To Mr. Schneider’s surprise, however, the German Federal Court has since sided with the prince, claiming that the arbitration ruling was not enforceable in Germany as the Berlin court had not checked the validity of the underlying investment agreement.
This decision by the German federal court rebuffs another common criticism of the arbitration courts, namely that their rulings cannot be challenged and supersede national democratic states.
Uwe Koch, the former owner of the Khersones, did at least receive some money. After four years of court proceedings, his firm was awarded €3.2 million for the lost revenue, which Ukraine’s government in Kiev paid him immediately. Compared to the €15 million that Mr. Koch had sued for, that was rather little.
“I immediately handed down the money to the partners,” said Mr. Koch. The other half went to “litigation funder,” the Dutch firm Omni Bridgeway, whom he had hired to finance the court case in the first place. “Otherwise we would have never been able to afford the legal costs.”
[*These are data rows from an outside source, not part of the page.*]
PR #267, opened 2015-11-25
Implement new user position icon

VilleMiekkoja:
Quite much code repetition. Tried find a solution without repetition, but didn't find it in this time. Feel free to suggest a one.


hannesj:
This icon is already used on stop and route pages, icon-icon_mapMarker-location-animated should be replaced instead.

Critics of the courts point at precisely such litigation funders as the reason for the proliferation of arbitration cases. They claim that the financers have found a sure-fire way to make money that guarantees high returns, so long as they manage to initiate procedures somehow.
Mr. Koch doesn’t buy into this argument.
“In our case, the litigation funder surely made a loss,” he said. The Dutch agreed to pay for any legal costs, and got half of the compensation in return. With the total legal fees amounting to €5 million but only €3.2 million awarded in compensation, that doesn’t sound like a winning deal.
The discussion demonstrates perhaps the greatest strength of the arbitration courts: Because they have to prove themselves with every single case, standards keep developing as well, to the advantage of everyone involved.